## EXERCISE PROMPT
Each line with the word "missing" must appear in the answer, copied from the records.

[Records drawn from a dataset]
☆ ☆ ☆ ☆ ☆ ☆ ☆

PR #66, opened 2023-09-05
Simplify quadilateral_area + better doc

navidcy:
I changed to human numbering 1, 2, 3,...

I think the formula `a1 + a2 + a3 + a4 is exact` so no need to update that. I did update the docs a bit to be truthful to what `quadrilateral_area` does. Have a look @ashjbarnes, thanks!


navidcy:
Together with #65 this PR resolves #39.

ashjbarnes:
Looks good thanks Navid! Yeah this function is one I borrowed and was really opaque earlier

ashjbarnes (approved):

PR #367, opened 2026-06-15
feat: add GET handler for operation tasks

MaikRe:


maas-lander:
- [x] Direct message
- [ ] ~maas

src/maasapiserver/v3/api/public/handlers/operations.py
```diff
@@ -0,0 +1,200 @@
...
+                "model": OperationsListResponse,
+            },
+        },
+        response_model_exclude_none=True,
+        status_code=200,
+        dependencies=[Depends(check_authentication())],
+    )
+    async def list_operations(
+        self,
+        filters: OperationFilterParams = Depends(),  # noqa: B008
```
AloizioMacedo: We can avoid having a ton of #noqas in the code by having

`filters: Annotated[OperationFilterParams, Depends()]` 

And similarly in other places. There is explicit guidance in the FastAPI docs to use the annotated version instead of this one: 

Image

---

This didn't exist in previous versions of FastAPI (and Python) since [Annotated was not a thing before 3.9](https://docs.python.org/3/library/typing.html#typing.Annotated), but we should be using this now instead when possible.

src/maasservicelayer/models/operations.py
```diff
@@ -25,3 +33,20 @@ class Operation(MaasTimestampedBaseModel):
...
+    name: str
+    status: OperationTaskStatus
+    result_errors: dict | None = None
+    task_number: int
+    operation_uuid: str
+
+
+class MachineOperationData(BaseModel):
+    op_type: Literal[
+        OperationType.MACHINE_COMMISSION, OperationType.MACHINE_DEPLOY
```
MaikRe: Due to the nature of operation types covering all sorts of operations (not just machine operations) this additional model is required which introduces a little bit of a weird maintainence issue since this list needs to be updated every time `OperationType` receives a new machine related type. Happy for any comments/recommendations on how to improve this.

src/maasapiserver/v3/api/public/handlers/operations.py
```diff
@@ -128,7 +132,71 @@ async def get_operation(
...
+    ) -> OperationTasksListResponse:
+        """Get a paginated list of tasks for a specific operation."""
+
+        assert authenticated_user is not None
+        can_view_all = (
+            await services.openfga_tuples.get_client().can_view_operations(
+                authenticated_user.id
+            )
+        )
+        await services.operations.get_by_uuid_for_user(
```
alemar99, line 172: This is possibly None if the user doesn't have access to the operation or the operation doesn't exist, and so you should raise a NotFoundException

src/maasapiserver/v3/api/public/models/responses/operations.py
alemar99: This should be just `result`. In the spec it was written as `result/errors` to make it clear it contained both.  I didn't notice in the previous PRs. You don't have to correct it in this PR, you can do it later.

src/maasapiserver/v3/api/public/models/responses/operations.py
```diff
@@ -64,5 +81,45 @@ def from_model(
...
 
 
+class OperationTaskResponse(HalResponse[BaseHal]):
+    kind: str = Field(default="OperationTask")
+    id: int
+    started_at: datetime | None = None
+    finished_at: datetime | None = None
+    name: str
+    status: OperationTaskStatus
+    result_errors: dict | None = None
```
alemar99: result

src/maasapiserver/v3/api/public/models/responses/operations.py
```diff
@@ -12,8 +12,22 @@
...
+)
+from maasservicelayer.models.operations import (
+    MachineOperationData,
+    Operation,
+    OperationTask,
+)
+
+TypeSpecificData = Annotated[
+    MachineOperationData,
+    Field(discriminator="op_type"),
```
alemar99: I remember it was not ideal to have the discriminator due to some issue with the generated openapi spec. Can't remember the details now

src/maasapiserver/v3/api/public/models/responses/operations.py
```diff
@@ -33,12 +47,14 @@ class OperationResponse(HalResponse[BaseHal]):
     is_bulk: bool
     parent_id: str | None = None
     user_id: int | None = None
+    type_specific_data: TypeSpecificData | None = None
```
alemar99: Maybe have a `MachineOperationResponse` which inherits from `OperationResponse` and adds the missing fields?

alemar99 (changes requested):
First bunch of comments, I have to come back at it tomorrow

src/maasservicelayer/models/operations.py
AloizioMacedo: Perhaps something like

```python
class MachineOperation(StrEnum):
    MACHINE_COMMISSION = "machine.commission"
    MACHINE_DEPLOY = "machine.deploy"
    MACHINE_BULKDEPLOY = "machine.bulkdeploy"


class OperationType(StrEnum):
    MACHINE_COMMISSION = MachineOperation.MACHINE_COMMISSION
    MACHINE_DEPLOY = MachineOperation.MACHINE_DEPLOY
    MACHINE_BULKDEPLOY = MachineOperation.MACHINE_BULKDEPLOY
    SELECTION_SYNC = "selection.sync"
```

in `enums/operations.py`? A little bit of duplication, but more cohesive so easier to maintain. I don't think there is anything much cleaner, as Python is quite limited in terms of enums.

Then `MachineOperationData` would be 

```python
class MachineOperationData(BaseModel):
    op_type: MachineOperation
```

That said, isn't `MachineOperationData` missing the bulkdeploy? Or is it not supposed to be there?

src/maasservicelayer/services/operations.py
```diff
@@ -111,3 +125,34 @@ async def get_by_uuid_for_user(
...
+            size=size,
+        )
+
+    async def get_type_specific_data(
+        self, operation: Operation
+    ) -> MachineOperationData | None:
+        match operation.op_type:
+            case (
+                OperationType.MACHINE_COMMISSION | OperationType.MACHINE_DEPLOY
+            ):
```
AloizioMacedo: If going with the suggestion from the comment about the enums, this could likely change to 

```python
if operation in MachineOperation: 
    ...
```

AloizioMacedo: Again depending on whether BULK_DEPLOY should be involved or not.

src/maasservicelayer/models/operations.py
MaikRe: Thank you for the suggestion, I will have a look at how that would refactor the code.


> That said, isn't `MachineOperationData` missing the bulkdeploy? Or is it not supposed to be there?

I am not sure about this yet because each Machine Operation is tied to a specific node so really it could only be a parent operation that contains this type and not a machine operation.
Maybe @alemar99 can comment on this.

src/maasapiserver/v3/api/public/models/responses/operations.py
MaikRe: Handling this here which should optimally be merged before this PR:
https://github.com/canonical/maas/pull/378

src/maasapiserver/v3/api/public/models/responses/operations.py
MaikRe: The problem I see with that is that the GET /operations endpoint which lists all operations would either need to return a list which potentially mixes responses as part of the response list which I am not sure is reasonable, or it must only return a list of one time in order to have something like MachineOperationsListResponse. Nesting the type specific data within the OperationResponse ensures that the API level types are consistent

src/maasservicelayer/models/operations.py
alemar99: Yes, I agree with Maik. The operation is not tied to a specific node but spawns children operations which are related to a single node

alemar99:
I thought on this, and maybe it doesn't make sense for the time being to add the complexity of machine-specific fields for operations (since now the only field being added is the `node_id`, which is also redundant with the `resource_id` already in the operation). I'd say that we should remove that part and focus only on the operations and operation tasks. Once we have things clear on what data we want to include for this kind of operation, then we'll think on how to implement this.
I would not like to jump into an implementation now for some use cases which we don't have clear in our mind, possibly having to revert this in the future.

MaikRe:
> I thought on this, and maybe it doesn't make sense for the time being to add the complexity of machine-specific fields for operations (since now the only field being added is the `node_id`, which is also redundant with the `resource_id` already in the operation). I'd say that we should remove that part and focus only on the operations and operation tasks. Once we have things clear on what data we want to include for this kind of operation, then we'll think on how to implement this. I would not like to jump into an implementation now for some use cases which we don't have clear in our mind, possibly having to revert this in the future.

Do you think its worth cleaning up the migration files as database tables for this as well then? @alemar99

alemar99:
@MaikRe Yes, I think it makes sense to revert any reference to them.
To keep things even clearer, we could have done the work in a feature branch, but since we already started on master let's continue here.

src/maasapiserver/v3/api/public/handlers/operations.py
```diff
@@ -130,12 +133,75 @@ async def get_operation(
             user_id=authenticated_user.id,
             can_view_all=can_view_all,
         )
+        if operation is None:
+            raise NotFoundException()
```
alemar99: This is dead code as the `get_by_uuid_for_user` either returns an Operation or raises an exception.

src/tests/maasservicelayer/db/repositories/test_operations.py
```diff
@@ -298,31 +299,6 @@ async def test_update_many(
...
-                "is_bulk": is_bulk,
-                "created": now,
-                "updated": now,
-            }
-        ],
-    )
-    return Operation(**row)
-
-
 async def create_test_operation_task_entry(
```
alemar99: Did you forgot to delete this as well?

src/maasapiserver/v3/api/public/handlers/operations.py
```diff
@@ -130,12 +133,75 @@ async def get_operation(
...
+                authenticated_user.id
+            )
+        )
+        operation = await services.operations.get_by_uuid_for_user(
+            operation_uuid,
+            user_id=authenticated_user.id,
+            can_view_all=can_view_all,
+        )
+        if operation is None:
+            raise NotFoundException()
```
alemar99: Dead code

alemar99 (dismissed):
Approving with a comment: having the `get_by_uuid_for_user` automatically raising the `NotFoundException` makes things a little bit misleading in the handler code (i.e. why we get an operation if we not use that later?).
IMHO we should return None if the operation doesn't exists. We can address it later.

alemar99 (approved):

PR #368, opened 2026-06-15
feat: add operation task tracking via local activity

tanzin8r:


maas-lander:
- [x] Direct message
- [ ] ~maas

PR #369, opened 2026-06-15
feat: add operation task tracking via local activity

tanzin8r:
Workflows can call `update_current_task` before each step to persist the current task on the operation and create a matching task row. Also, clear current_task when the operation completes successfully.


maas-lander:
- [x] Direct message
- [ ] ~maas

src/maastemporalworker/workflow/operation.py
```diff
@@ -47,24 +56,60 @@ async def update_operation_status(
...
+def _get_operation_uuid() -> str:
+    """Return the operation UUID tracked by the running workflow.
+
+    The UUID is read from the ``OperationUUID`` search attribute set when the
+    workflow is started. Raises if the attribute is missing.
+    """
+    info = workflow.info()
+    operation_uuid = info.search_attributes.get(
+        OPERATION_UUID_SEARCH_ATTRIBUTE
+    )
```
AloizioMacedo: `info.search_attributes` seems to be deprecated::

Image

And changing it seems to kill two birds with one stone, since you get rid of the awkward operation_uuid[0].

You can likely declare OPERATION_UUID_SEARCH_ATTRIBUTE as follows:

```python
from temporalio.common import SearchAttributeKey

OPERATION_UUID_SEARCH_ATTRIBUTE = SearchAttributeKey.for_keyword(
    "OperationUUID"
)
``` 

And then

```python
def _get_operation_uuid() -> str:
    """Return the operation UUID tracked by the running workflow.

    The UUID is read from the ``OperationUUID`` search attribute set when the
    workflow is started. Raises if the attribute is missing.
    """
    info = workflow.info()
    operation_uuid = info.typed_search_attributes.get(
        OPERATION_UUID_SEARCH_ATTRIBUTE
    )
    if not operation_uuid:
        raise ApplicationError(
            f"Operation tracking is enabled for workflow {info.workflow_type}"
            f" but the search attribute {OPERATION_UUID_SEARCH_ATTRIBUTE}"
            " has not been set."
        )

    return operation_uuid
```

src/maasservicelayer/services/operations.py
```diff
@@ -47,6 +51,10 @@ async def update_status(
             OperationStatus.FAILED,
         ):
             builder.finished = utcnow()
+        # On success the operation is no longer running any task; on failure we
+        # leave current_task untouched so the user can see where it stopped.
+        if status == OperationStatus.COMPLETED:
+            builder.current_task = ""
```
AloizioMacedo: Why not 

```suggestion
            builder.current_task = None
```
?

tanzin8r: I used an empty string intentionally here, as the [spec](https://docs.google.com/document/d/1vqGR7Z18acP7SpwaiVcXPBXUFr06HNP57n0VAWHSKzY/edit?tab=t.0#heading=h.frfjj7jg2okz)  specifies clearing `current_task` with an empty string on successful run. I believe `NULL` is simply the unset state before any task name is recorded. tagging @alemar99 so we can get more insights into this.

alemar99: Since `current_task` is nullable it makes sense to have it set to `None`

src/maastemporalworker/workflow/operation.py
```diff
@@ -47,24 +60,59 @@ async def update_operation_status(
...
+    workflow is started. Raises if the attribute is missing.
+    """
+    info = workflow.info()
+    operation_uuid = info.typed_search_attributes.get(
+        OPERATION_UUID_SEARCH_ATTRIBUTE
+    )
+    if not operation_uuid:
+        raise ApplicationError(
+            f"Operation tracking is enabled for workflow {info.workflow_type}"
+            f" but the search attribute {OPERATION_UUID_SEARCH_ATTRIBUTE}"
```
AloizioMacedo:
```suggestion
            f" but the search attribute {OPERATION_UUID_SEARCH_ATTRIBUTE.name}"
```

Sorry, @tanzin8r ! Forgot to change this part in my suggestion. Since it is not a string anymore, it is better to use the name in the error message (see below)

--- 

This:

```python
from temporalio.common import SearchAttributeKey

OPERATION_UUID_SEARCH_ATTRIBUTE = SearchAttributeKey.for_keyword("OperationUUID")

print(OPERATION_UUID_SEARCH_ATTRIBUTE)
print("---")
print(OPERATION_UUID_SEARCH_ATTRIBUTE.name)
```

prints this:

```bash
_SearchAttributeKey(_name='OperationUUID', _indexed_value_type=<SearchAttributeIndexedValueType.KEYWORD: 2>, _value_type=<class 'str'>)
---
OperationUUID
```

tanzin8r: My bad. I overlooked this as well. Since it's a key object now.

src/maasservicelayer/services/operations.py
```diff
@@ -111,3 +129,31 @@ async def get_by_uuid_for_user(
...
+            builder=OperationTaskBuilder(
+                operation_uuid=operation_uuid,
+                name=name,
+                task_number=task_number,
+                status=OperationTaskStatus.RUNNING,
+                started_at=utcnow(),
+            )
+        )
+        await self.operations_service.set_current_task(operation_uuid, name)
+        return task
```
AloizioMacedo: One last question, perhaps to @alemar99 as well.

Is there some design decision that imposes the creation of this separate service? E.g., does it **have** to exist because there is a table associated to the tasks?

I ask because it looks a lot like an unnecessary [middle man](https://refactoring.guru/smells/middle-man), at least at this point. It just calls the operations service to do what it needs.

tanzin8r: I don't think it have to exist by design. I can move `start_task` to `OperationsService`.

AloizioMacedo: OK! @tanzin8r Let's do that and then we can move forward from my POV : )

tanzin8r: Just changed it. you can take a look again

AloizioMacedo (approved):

☆ ☆ ☆ ☆ ☆ ☆ ☆

## ANSWER FOR THIS EXERCISE
alemar99: Maybe have a `MachineOperationResponse` which inherits from `OperationResponse` and adds the missing fields?
That said, isn't `MachineOperationData` missing the bulkdeploy? Or is it not supposed to be there?
> That said, isn't `MachineOperationData` missing the bulkdeploy? Or is it not supposed to be there?
+    workflow is started. Raises if the attribute is missing.
    workflow is started. Raises if the attribute is missing.
+    workflow is started. Raises if the attribute is missing.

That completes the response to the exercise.